───── DATA UNDER STUDY
PR #91, opened 2021-12-17
Remove `entity` from `wandb.sweep` call

ash0ts:
This caused a `CommError` when run as is. Most likely caused by using an entity that did not match the API key provided which is the users own.


ash0ts:
This relates to wandb/examples#136

svlandeg:
Thanks!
──────────
## PROBLEM TO SOLVE
Every single line of the listing must be retyped exactly.

## REPLY TO THE EXERCISE
PR #91, opened 2021-12-17
Remove `entity` from `wandb.sweep` call

ash0ts:
This caused a `CommError` when run as is. Most likely caused by using an entity that did not match the API key provided which is the users own.


ash0ts:
This relates to wandb/examples#136

svlandeg:
Thanks!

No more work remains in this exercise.